Toute l'intrigue tourne autour de cet appendice planté au milieu du visage, qui, en général, n'est pas regardé, que l'on ignore par pudeur. Le nez est le fil conducteur de l'intrigue, il fait l'intrigue, il est l'intrigue. En un mot, le nez est un actant principal.

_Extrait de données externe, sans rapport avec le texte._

PR #174, opened 2025-01-15
feat: [EUDIW-209] Add Remote presentation for Potential specs

manuraf:
#### Checklist:


src/credential/presentation/05-verify-request-object.ts
```diff
@@ -0,0 +1,38 @@
...
+      pubKey = jwkKeys.find(
+        ({ kid }) => kid === requestObjectJwt.protectedHeader.kid
+      );
+    }
+
+    if (!pubKey) {
+      throw new UnverifiedEntityError("Request Object signature verification!");
+    }
+    await verify(requestObjectEncodedJwt, pubKey);
+
```
LazyAfternoons, line 29: Usually we avoid the usage of `let` as much as possibile to prefer an immutable data approach. This could be refactored as: 
```
const pubKey = jwkKeys?.find(
  ({ kid }) => kid === requestObjectJwt.protectedHeader.kid
);

if (!pubKey) {
  throw new UnverifiedEntityError("Request Object signature verification!");
}
```

What do you think?

src/credential/presentation/07-evaluate-input-descriptor.ts
```diff
@@ -0,0 +1,235 @@
...
+  (inputDescriptor, payloadCredential, disclosures) => {
+    if (!inputDescriptor?.constraints?.fields) {
+      // No validation, all field are optional
+      return {
+        requiredDisclosures: [],
+        optionalDisclosures: disclosures,
+      };
+    }
+    let requiredClaimNames: string[] = [];
+    let optionalClaimNames: string[] = [];
```
LazyAfternoons, line 158: Same as above

src/credential/presentation/08-send-authorization-response.ts
```diff
@@ -0,0 +1,252 @@
...
+      vp_token,
+      presentation_submission
+    );
+  } else {
+    requestBody = await buildDirectPostBody(
+      requestObject,
+      vp_token,
+      presentation_submission
+    );
+  }
```
LazyAfternoons, line 239: Same as above

src/credential/presentation/07-evaluate-input-descriptor.ts
```diff
@@ -0,0 +1,235 @@
...
+    // For each field, we need at least one matching path
+    // If we succeed, we push the matched disclosure in matchedDisclosures and stop checking further paths
+    const allFieldsValid = inputDescriptor.constraints.fields.every((field) => {
+      // For Potential profile, selectively disclosed claims will always be built as an individual object property, by using a name-value pair.
+      // Hence that selective claim for array element and recursive disclosures are not supported by Potential for the first iteration of Piloting.
+      // We need to check inside disclosures or inside credential payload. Example path: "$.given_name"
+      let [matchedPath, matchedValue] = findMatchedClaim(
+        field.path,
+        disclosuresAsPayload
+      );
```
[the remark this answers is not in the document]
manuraf: here is more complicated using const because matchedPath really change...maybe enforce to use const could cause the code to become less readable

src/credential/presentation/07-evaluate-input-descriptor.ts
```diff
@@ -0,0 +1,235 @@
...
+  const requiredDisclosures: DisclosureWithEncoded[] = [];
+  const optionalDisclosures: DisclosureWithEncoded[] = [];
+
+  disclosures.forEach((disclosure) => {
+    if (requiredClaimNames.includes(disclosure.decoded[1]))
+      requiredDisclosures.push(disclosure);
+    else if (optionalClaimNames.includes(disclosure.decoded[1]))
+      optionalDisclosures.push(disclosure);
+    else if (isNotLimitDisclosure) optionalDisclosures.push(disclosure);
+  });
```
LazyAfternoons, line 122: Can we use the `filter` function here to make this more readable?

```suggestion
   const requiredDisclosures = disclosures.filter(
    (disclosure) => requiredClaimNames.includes(disclosure.decoded[1])
  );

  const optionalDisclosures = disclosures.filter(
    (disclosure) =>
      optionalClaimNames.includes(disclosure.decoded[1]) ||
      (isNotLimitDisclosure && !requiredClaimNames.includes(disclosure.decoded[1]))
  );
```

LazyAfternoons, line 122: If we value immutability over performance here, this could be replaced with two filter functions. I know this isn't enforced in this library as it is on other IO repositories so I'll leave this to you. It's just a suggestion.

LazyAfternoons (approved):
LGTM

PR #181, opened 2025-01-29
feat: [WLEO-228] Enhance Request Object Handling and JWKS Retrieval using x5c

manuraf:
#### List of Changes

- Updated `types.ts `to include an optional `client_metadata` with `jwks_uri` and `jwks` fields for additional key information.
- Implemented certificate X.509 parsing and public key extraction in `04-retrieve-rp-jwks.ts` using `jsrsasign` and enhanced tests to cover new JWKS retrieval logic.

#### Motivation and Context

This PR aims to support X.509 certificates enables integration with systems that utilize certificate-based authentication.

#### Checklist:

### DIFF
--- a/package.json
+++ b/package.json
@@ -108,10 +108,12 @@
     ]
   },
   "dependencies": {
+    "@types/jsrsasign": "^10.5.15",
     "ajv": "^8.17.1",
     "js-base64": "^3.7.7",
     "js-sha256": "^0.9.0",
     "jsonpath-plus": "^10.2.0",
+    "jsrsasign": "^11.1.0",
     "parse-url": "^9.2.0",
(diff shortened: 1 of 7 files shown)


LazyAfternoons (commented):
Should we move all the utility functions in the 4th step into our utility files according to their scope? Does it make sense to you?

manuraf:
> Should we move all the utility functions in the 4th step into our utility files according to their scope? Does it make sense to you?

manuraf:
it makes sense....in the future we could also move to [io-react-native-crypto](https://github.com/pagopa/io-react-native-crypto) as utility

LazyAfternoons (approved):
LGTM

PR #183, opened 2025-01-31
feat: [WLEO-218] Introduce unrequestedDisclosures for enhanced disclosure categorization

manuraf:
#### List of Changes

During evaluate-input-descriptor phase, introduced a new property `unrequestedDisclosures` to the EvaluatedDisclosures type to categorize disclosures that are neither required nor optional. When limit_disclosure is set to `required`, unrequestedDisclosures is empty, otherwise it contains disclosures that are not requested inside presentation_definition.

#### Motivation and Context

The introduction of `unrequestedDisclosures` addresses the need for a more granular categorization of disclosures in the credential presentation process. Previously, disclosures were limited to being either required or optional, which did not account for scenarios where certain disclosures should neither be mandatory nor suggested.

#### Checklist:


LazyAfternoons (approved):
LGTM

PR #190, opened 2025-02-13
fix: Align authorization_details to OID4VCI spec

manuraf:
#### List of Changes

Change authorization_details schema with array format

#### Motivation and Context

This PR aims to fix a new issues about obtaining PID process. It was caused because authorization_details did not follow OID4VCI spec.

#### Checklist:


LazyAfternoons (approved):
LGTM

PR #194, opened 2025-02-17
feat: [WLEO-263] Remote Presentation of multiple credentials and mdoc Support

manuraf:
#### List of Changes

* Introduced `evaluateInputDescriptors` and `prepareRemotePresentations` functions to handle multiple credentials and multiple input descriptors.
* Extended `08-send-authorization-response.ts` to properly manage single or multiple presentations (returning either a single vp_token or an array of tokens).
* Added preliminary support for `mso_mdoc` credentials with a placeholder implementation.
* Refactored example app code (presentation.ts) to demonstrate multi-credential handling.
* Refactor to obtain credential as base64 format rather than hex format.

#### Motivation and Context

Prior to this PR, the presentation flow supported only a single credential in the `vc+sd-jwt` format. This change enables the wallet to handle multiple credentials (including `mso_mdoc`) when generating and sending presentation tokens.

#### Checklist:


example/src/thunks/presentation.ts
```diff
@@ -78,43 +74,59 @@ export const remoteCrossDevicePresentationThunk = createAppAsyncThunk<
...
 
-  const disclosuresRequestedClaimName = [
-    ...requiredDisclosures.map((item) => item.decoded[1]),
-  ];
+  const credentialAndInputDescriptor = evaluateInputDescriptors.map(
+    (evaluateInputDescriptor) => {
+      // Present only the mandatory claims
+      const requestedClaims = [
+        ...evaluateInputDescriptor.evaluatedDisclosure.requiredDisclosures.map(
+          (item) => item.decoded[1]
```
grausof, line 104: I would add a comment why the second element of the array. I think because the first is the keytag

manuraf: the first is the claim name...in this case we prepare an array of claims which we want to share. These claims will be used to build the VpToken with disclosure....in real case, user will select the claims using  UI app

PR #195, opened 2025-02-27
feat: [SIW-1967] Align trust chain implementation with 0.9.0

ale-mazz:
#### List of Changes

- Added a new function, `buildTrustChain,` to build a Trust Chain, which will then be verified with the `verifyTrustChain` function.
- Fixed comments
- Aligned Federation types with 0.9.0

> [!NOTE]  
> x.509 certificates validation will be added later inside another PR.

#### Motivation and Context

This PR implements the changes needed for the alignment with [0.9.0 technical specifications](https://italia.github.io/eudi-wallet-it-docs/v0.9.0/en/trust.html)

> [!NOTE]  
> `buildTrustChain` cannot be tested until the provider releases a valid Trust Anchor.

#### Checklist:


src/trust/index.ts
```diff
@@ -259,3 +262,133 @@ export async function getSignedEntityStatement(
...
+  } = {}
+): Promise<string[]> {
+  return await appFetch(federationListEndpoint, {
+    method: "GET",
+  })
+    .then(hasStatusOrThrow(200))
+    .then((res) => res.text())
+    .then((text) => {
+      try {
+        return JSON.parse(text) as string[];
```
gispada, line 289: Instead of having a `try/catch` within a `then` block, why not using `Zod` with `safeParse`?

```suggestion
    const federationList = await fetch().then(FederationListResponse.safeParse);
    if (!federationList.success) // throw error
```

ale-mazz: Thanks, @gispada. I am still not used to Zod, and I forgot to add the validation even if it is a simple type.

src/trust/chain.ts
```diff
@@ -114,38 +85,51 @@ export async function validateTrustChain(
...
+
+      const entityStatementResult = EntityStatement.safeParse(decoded);
+      const entityConfigurationResult = EntityConfiguration.safeParse(decoded);
+
+      if (entityConfigurationResult.success) {
+        return getSignedEntityConfiguration(
+          entityConfigurationResult.data.payload.iss,
+          { appFetch }
+        );
+      } else if (entityStatementResult.success) {
```
gispada, line 107: Since we are returning early we can remove the `else if` and just use `if`, what do you think?

grausof (approved):
It seems ok for now. Given the complexity of the code, it should be tried on a test service. But what do you think of adding unit tests perhaps using non -regulatory examples?

ale-mazz:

Que le nez soit actant n'a rien de nouveau, les exemples de nez actants abondent dans la littérature du personnage de Nasone au grand nez d'Ovide en passant par Gogol, des contes licencieux du XVIIIe siècle à la littérature enfantine illustrée par Pinocchio. Des personnages: le Doctor et Pantalone, de la Commedia dell'arte, dont la troupe porte sur ses masques des nez imposants jusqu'aux oeuvres d'art, telle la célèbre sculpture de nez de Giacometti. Il y a donc un retour aux mythes. Entre Cyrano et son nez se crée une symbiose où le nez est l'actant. D'objet/organe, il devient sujet /personnage ayant une âme, une personnalité propre :

« Attendu qu'un grand nez est proprement l'indice d'un homme affable, bon, courtois, spirituel, libéral courageux tel que je suis (...) » (I,iv: 43)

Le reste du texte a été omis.